Tutto deve essere in ordine per quando arriveranno gli ospiti.
Tira fuori dall’armadio della sua camera il copriletto bianco ricamato a telaio, lo stende bene sul letto appiattendo eventuali pieghe e per finire passa il ferro da stiro per avere la perfezione alla vista delle persone, ma soprattutto alla vista di Salvatore, il quinto dei suoi figli che sta per sposarsi e che dovrà finire di vestirsi, all’arrivo del fotografo, proprio in quella stanza.
Le cugine, arrivate dal continente, sono pronte a dare una mano e hanno negli occhi e nelle orecchie una luce curiosa di chi vuole essere partecipe della festa.
Bonaria ramazza e lava il pavimento di cucina. A nulla valgono le sgridate di Nennella e di Rita per farla desistere dal suo continuo lavare, anche nei momenti meno adatti.
La voglia di partecipare è tanta, troppa, come le attese, tante, troppe.
Nennella, la sera prima, con l’aiuto di Rita, ha scelto due piatti di porcellana bianca, adagiandovi sopra coriandoli, frumento, riso, petali di rose, monetine, sale e caramelle. Serviranno per “s’arazia”, la grazia, la rottura del piatto ai piedi degli sposi. Ne prepara due perché uno dovrà romperlo ai piedi di Salvatore quando uscirà da casa sua e l’altro davanti agli sposi fuori dalla chiesa. E’ un rito al quale Nennella tiene molto, una scaramanzia, una buona fortuna, un augurio di abbondanza, equilibrio, benessere, dolcezza e amore.
Cose che si augurano a tutti gli sposi, ma il rito serve a rilevare, affermare, incidere.
Salvatore alle 15,30 è pronto, bellissimo nel suo frac corto. Il bastone in mano e il cappello a cilindro blu in testa. Sorride non solo con la bocca ma anche con gli occhi, il naso e le orecchie. Si sente bello, ed è bello veramente. La sua sposa gioirà per questo. E’ un giovane trentenne simpatico, Salvatore, vederlo abbigliato così serio pare strano. Lui desiderava tanto vestirsi così, elegante e impeccabile, perché questo è un giorno speciale da ricordare per sempre. Si fa fotografare in ogni posa, sorriso, gesto, passo, starnuto e respiro. Tutto deve essere documentato, fermato, impresso nella memoria.
Anche Nennella si è vestita e truccata di fresco. E’ bella come da tanto non si vedeva, e anche il rossetto rosa sulle labbra è adatto alla dolcezza del giorno.
L’abito di Nennella l’hanno scelto il marito e la figlia maggiore.
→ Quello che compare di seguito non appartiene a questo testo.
PR #722, opened 2021-04-06
Fix (and test!) graphql endpoint lens_scope. Add a smoke test to e2e tests.

wimax-grapl:
None. Andrea reported a bug.

- I discovered a bug where I was setting stuff to `dgraph_type: undefined` and then we were checking *if that key existed* not its value
- added a smoke test to prevent this in the future

added tests

### DIFF
--- a/src/js/engagement_view/src/components/engagementView/sidebar/tables/toggleLensTable.tsx
+++ b/src/js/engagement_view/src/components/engagementView/sidebar/tables/toggleLensTable.tsx
@@ -62,7 +62,7 @@ export function ToggleLensTable({ setLens }: ToggleLensTableProps) {
 					}
 				}
 			);
-		}, 1000);
+		}, 5000);
 		return () => clearInterval(interval);
 	});
 
--- a/src/js/graphql_endpoint/server.ts
+++ b/src/js/graphql_endpoint/server.ts
@@ -7,6 +7,7 @@ import awsServerlessExpress = require("aws-serverless-express");
 import { validateJwt } from "./modules/jwt.js";
 //@ts-ignore
 import regexEscape = require("regex-escape");
+import { GraphQLError } from "graphql";
 
 const app = express();
 const PORT = process.env.PORT || 5000;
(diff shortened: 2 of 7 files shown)


src/js/engagement_view/src/components/engagementView/sidebar/tables/toggleLensTable.tsx
```diff
@@ -62,7 +62,7 @@ export function ToggleLensTable({ setLens }: ToggleLensTableProps) {
 					}
 				}
 			);
-		}, 1000);
+		}, 5000);
```
wimax-grapl, line 65: this is an annoyance I've wanted to change for a while - the constant pinging of the graphql endpoint is slowed down a bit.

src/js/graphql_endpoint/server.ts
```diff
@@ -77,6 +86,7 @@ app.use(
     return {
       schema: getRootQuerySchema(),
       graphiql: IS_LOCAL,
+      customFormatErrorFn: IS_LOCAL ? customFormatErrorFnForDebugging : undefined,
```
wimax-grapl, line 89: Gives you a bit more information in errors returned over graphql

src/python/graphql_endpoint_tests/tests.py
```diff
@@ -72,55 +72,3 @@ def _query_graphql_endpoint_for_lenses(
     """
     resp = gql_client.query(query)
     return resp["lenses"]
-
-
-def _query_graphql_endpoint_for_scope(
```
wimax-grapl, line 77: moved to the graphql_client

src/js/graphql_endpoint/server.ts
```diff
@@ -61,6 +62,14 @@ const corsDelegate = (req: cors.CorsRequest, callback: CorsCallback): void => {
   callback(null, corsOptions); // callback expects two parameters: error and options
 };
 
+function customFormatErrorFnForDebugging(error: GraphQLError) {
+  return {
```
andrea-grapl, line 66: Excellent!

andrea-grapl (approved):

Le cade bene sui fianchi e la illumina tutta, ma la infastidisce sul giro vita. Un vestito che non è costato poco, ma nella cucitura al rovescio, un bordino di stoffa le procura fastidio, la punge. Dovrà resistere, dimenticarsi di quel pizzico, non tutto può essere perfetto. Il nervosismo che le procura si mostra subito, quando ricerca i bicchieri per lo spumante da offrire ai primi ospiti venuti in anticipo.
Le cugine del continente cercano di starle alla larga e attendono un suo ordine prima di agire.
Pian piano, arrivano tutti quanti, eleganti nel vestito della festa. Si mischiano colori cangianti, setosi, allegri e luccicanti, abiti lunghi, lunghissimi e anche inguinali. Sandali alti, altissimi, impossibili da camminarci. Qualcuno osa la ciabatta, per la gioia di Nennella.
Scarpe nere, maschili, lucide, rigide, dolenti sui piedi, forse di un numero in meno.
Camicie bianche candide, lavate e rilavate di fresco e ben stirate, divertenti papillon, cravatte di seta azzurre, rosa, rosso fuoco, di ogni colore. Tanti i sorrisi sinceri, partecipi, alcuni stampati. Giovanissimi annoiati col telefonino sempre in mano. Piccolissime dame graziose nei loro vestitini. Cerchietti di roselline e braccialetti fioriti. Profumi inebrianti, ubriacanti.
Tutti pronti per il grande evento.
Gli invitati dello sposo sono pregati di uscire da casa, segue Nennella con il piatto de “s’arazia” e per ultimo Salvatore, sorridente e felice.
E’ il suo momento: fuori ad aspettarlo, occhi verdi, nocciola, azzurri e marroni puntati su di lui. Trepidano tutti, trepida Salvatore.
Nennella si avvicina allo sposo con il piatto e gli lancia coriandoli, frumento, riso, sale, petali di rosa, caramelline e monetine in grandi manciate, fa il segno della croce e gli stessi gesti li rivolge agli ospiti che applaudono felici.
Poi Nennella lancia con forza il piatto vuoto verso il basso, per terra.
Sorride Nennella, sorride Salvatore, sorridono tutti, ma il piatto non si rompe.

Annunci

Rispondi

Inserisci i tuoi dati qui sotto o clicca su un'icona per effettuare l'accesso:

Logo WordPress.com

Stai commentando usando il tuo account WordPress.com. Chiudi sessione /  Modifica )

Google+ photo

Stai commentando usando il tuo account Google+. Chiudi sessione /  Modifica )

Foto Twitter

Stai commentando usando il tuo account Twitter. Chiudi sessione /  Modifica )

Foto di Facebook

Stai commentando usando il tuo account Facebook. Chiudi sessione /  Modifica )

Connessione a %s...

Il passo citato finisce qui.